(Data extracted from a collection)
PR #8303, opened 2023-02-22
adding gcp filter essentialcontacts

hiteshmck:
There is no resource/filter in gcp to get org level essential contacts. So adding a filter to do this.


tools/c7n_gcp/c7n_gcp/filters/essentialcontacts.py
```diff
@@ -0,0 +1,62 @@
...
+        query_params = {
+            'pageSize': 100
+        }
+        session = local_session(self.manager.session_factory)
+        client = session.client("essentialcontacts", "v1", "organizations.contacts")
+
+        findings_paged_list = list(
+            client.execute_paged_query(
+                'list',
+                {'parent': f"organizations/{self.data['org']}", **query_params},
```
kapilt, line 46: should this default to the org id of the executing user?

tools/c7n_gcp/c7n_gcp/filters/essentialcontacts.py
```diff
@@ -0,0 +1,62 @@
...
+"""
+Essential Contacts suppport for GCP organization
+"""
+from c7n.filters.core import ValueFilter
+from c7n.utils import local_session, type_schema
+from c7n_gcp.resources.resourcemanager import Organization
+import jmespath
+
+
+@Organization.filter_registry.register('essentialcontacts')
```
kapilt, line 12: general pref to hyphenate on compound words.

tools/c7n_gcp/c7n_gcp/filters/essentialcontacts.py
hiteshmck: @kapilt  Thx for the feedback. 
For org, this filter is similar to gcp filter filter-scc-findings(which also takes org as an input).
There is no environment variable org id that's available in stacklet for gcp, so we will have to derive it for every project this filter runs on.
So, it feels its more flexible to inject it.
But I can change to derive the executing org, if that seems more appropriate.
Please let me know.

hiteshmck: I can also make it optional, so if the user inputs org, get it from there, otherwise derive the current org of executing user and use that.

tools/c7n_gcp/c7n_gcp/filters/essentialcontacts.py
hiteshmck: Thx, made the filter name "essential-contacts" now.

tools/c7n_gcp/c7n_gcp/filters/essentialcontacts.py
hiteshmck: @kapilt I changed code to now make org optional. If it's not part of input, its derived from the executing gcp project. Please review.
Thx

tools/c7n_gcp/c7n_gcp/filters/essential_contacts.py
```diff
@@ -0,0 +1,74 @@
...
+          category: "ALL"
+    """
+    schema = type_schema('essential-contacts',
+                        org={'type': 'integer'}, category={'type': 'string'})
+    required_keys = {}
+    permissions = ("essentialcontacts.contacts.list",)
+    annotation_key = 'c7n:matched-findings'
+
+    def process(self, resources, event=None):
+        self.findings_list = self.get_findings()
```
kapilt, line 32: curious as I saw this in the access filter as well, but why is this called get_findings in both?

tools/c7n_gcp/c7n_gcp/filters/essential_contacts.py
```diff
@@ -0,0 +1,74 @@
...
+"""
+Essential Contacts suppport for GCP organization
+"""
+from c7n.filters.core import ValueFilter
+from c7n.utils import local_session, type_schema
+from c7n_gcp.resources.resourcemanager import Organization
+import jmespath
+
+
+@Organization.filter_registry.register('essential-contacts')
```
kapilt, line 12: resource specific filters should go in the python module that defines the resource, the filters package is for filters that apply across resource types.

tools/c7n_gcp/c7n_gcp/filters/essential_contacts.py
hiteshmck: Thx, Named it more appropriately based on what its doing.

tools/c7n_gcp/c7n_gcp/filters/essential_contacts.py
hiteshmck: Thx, Moved to appropriate resource module.

hiteshmck:
@kapilt , I incorporated PR feedback, please review.

kapilt:
I'm working on refactoring this.

kapilt:
with the changes to rebase on list-item its now possible to do multi-attribute matching on a contact and validate the set size as well (ie. at least 2 security contacts, with emails in the org, in a valid state).

kapilt (approved):
lgtm

PR #8802, opened 2023-08-04
Add handling for zonal GKE clusters

ksonney:
Due to how the selfLink is formatted on Zonal GKE clusters, custodian would fail with `AttributeError: 'NoneType' object has no attribute 'groups'` when attempting to parse the link. This PR makes a small adjustment that allow the `get_label_params` call to parse the selfLink when it has `zones` in the selfLink instead of `locations`. 

The final URL does not need to be adjusted when returned, as when making the call back to update the labels the `locations` URL works just fine.


kapilt:
thanks, looks fine, it does seem like there might have some additional clusters in the outputs, that would be good to trim to keep the record data size down.

ksonney:
> thanks, looks fine, it does seem like there might have some additional clusters in the outputs, that would be good to trim to keep the record data size down.

Good catch, done and done.

kapilt (approved):
thanks, lgtm

PR #8808, opened 2023-08-08
update offhours tag restrictions

connorSanderson:
Update escape characters to allow the hyphen character to be escaped for resources which do not allow it as a tag value. For example, ecs services' tags.


kapilt:
if this is ecs specific it feels like should handle it specific to that type, rather than force the default for resources where it is compatible

kentnsw:
@connorSanderson @kapilt

Just want to add my understanding here. The "escape" feature in c7n is "decode" only, no "encode". It is to "decode" those escaped characters in tag value back to normal, eg, from `u28` to `(`.

If the `(` is supported by the tag value, user does not have to escape it, eg, in EC2 tag value, we can use normal string like `off=(M-F,19);on=(M-F,7)`. But when comes to RDS, user has to "encode" `(` to `u28` to adapt to the restriction.

So IMHO, this PR looks good.

kentnsw (approved):

kapilt:
thanks @kentnsw for the explanation

kapilt (commented):
lgtm

PR #8809, opened 2023-08-08
Oci metrics query compartment fix

sudheer-gidigi:
Metrics query compartment issue


tools/c7n_oci/c7n_oci/resources/compute.py
```diff
@@ -293,10 +293,11 @@ def process(self, resources, event):
         result = []
         for compartment_id in comp_resources.keys():
             query = self.data.get("query")
-            filter_resources = comp_resources.get(comp_id)
+            filter_resources = comp_resources.get(compartment_id)
```
kapilt, line 296: hmmm.. this makes me wonder how it passed tests before.

kapilt (approved):
lgtm

tools/c7n_oci/c7n_oci/resources/compute.py
sudheer-gidigi: we are planning to extent test case support to cover these cases as a separate PR.

PR #8810, opened 2023-08-08
OCI logging and object storage integration

mashariqk:


docs/source/oci/advanced/logging.rst
```diff
@@ -0,0 +1,49 @@
...
+
+Writing Custodian Logs to Object Storage
+-----------------------------------------
+
+You can output logs and resource records to Object Storage.
+By default, Custodian will add the policy name and date as the prefix to the blob.:
+
+    .. code-block:: sh
+
+        custodian run -s oci://<Bucket_Name>/<Optional_Folder_Name>/ <policy file>
```
kapilt, line 14: is folder (ui construct) in common use for oci users, versus prefix?

docs/source/oci/advanced/logging.rst
```diff
@@ -0,0 +1,49 @@
...
+
+In order to send data to a bucket in a different profile you can use query params
+
+    .. code-block:: sh
+
+        custodian run -s oci://<Bucket_Name>/<Optional_Folder_Name>/?profile=<NAME> <policy file>
+
+If the bucket does not exist then Custodian will try to create a bucket in the
```
kapilt, line 22: hmm.. I appreciate the out of the box here, but object storage doesn't quite feel like the right place versus an error if doesn't exist.  beyond typos,  there's too many constraints and considerations for larger orgs in my experience wrt for a simple bucket creation to be compliant.

docs/source/oci/advanced/logging.rst
```diff
@@ -0,0 +1,49 @@
...
+compartment identified by the environment variable "OCI_LOG_COMPARTMENT_ID".
+
+Writing Custodian Logs to OCI Logging Service
+---------------------------------------------
+
+You can send the logs to OCI Logging service. In order to use logging service,
+the environment variable "OCI_LOG_COMPARTMENT_ID" must be set with the value of
```
kapilt, line 29: rather then set log compartment id solely via env var, it seems like that could be done as well via url (host/domain, query param, etc)

kapilt: generally we want env var, cli flag, default.. for outputs cli flags as urls should allow encompassing all of the configuration for a given output, rather than requiring half the config in env vars, and half the configuration in cli param for a single output.

tools/c7n_oci/c7n_oci/log.py
```diff
@@ -0,0 +1,133 @@
...
+        return response.data.resources[0].identifier
+
+    def emit(self, message):
+        msg = self.format_message(message)
+        tz = datetime.now().astimezone().tzinfo
+        try:
+            self.loggingingestion_client.put_logs(
+                log_id=self.log_stream_id,
+                put_logs_details=oci.loggingingestion.models.PutLogsDetails(
+                    specversion=importlib.metadata.version("c7n_oci"),
```
kapilt, line 101: move this to a module/global level variable/constant

tools/c7n_oci/c7n_oci/log.py
```diff
@@ -0,0 +1,133 @@
...
+            self.logging_client
+        )
+        response = composite_client.create_log_and_wait_for_state(
+            log_group_id=self.log_group_id,
+            create_log_details=oci.logging.models.CreateLogDetails(
+                display_name=self.log_stream,
+                is_enabled=True,
+                log_type="CUSTOM",
+                configuration=oci.logging.models.Configuration(
+                    source=oci.logging.models.Source(source_type="UNKNOWN_ENUM_VALUE"),
```
kapilt, line 86: can you add a comment / doc link here  on source_types re logging as UNKOWN

tools/c7n_oci/c7n_oci/output.py
```diff
@@ -0,0 +1,88 @@
...
+
+
+@blob_outputs.register("oci")
+class OCIObjectStorageOutput(BlobOutput):
+    log = logging.getLogger('custodian.oci.output.OCIObjectStorageOutput')
+
+    def __init__(self, ctx, config):
+        super(OCIObjectStorageOutput, self).__init__(ctx, config)
+        if PROFILE in self.config.keys():
+            session = SessionFactory(profile=self.config.profile)()
```
kapilt, line 20: SessionFactory(profile=self.config.get('profile')) should allow collapsing this conditional.

tools/c7n_oci/c7n_oci/output.py
```diff
@@ -0,0 +1,88 @@
...
+        else:
+            session = ctx.session_factory()
+        self.os_client = session.client("oci.object_storage.ObjectStorageClient")
+        self.namespace = self.os_client.get_namespace().data
+        self.create_bucket_if_does_not_exist()
```
kapilt, line 25: fwiw, as a general rule we prefer not to do api calls in class __init__, at least wrt to filters/actions/resources as we treat them as fly weights when expanding across regions, or validating, filtering selection for execution.

mashariqk: Got it! Removed api calls from the init method for both object storage and logging

tools/c7n_oci/c7n_oci/output.py
mashariqk: Updated to use this

tools/c7n_oci/c7n_oci/log.py
mashariqk: configuration is not a mandatory field, removed it.

tools/c7n_oci/c7n_oci/log.py
mashariqk: Moved to c7n_oci/utils

docs/source/oci/advanced/logging.rst
mashariqk: Updated to enable query param as well, with query param taking precedence over env. variable. Still dont have a very good default value so there will be an error if the user fails to provide either of those

docs/source/oci/advanced/logging.rst
mashariqk: Understood. Changed to throw an error instead if the bucket is not found

docs/source/oci/advanced/logging.rst
mashariqk: Official documentation uses 'prefix'. Updated to match that

tools/c7n_oci/c7n_oci/utils.py
```diff
@@ -17,3 +17,7 @@ def join_output(output_dir, suffix):
         path=output_url_parts.path.rstrip("/") + "/%s" % suffix
     )
     return urlparse.urlunparse(output_url_parts)
+
+
+def spec_version():
```
kapilt, line 22: minor nit, but any reason on function vs treating this as a module level constant? there's no ability to update at runtime in python.

kapilt (approved):
thanks, lgtm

REQUIRED WORK —
Write down how many lines of the data above carry the word "feels". Nothing else belongs in the answer.

ANSWER SECTION —
2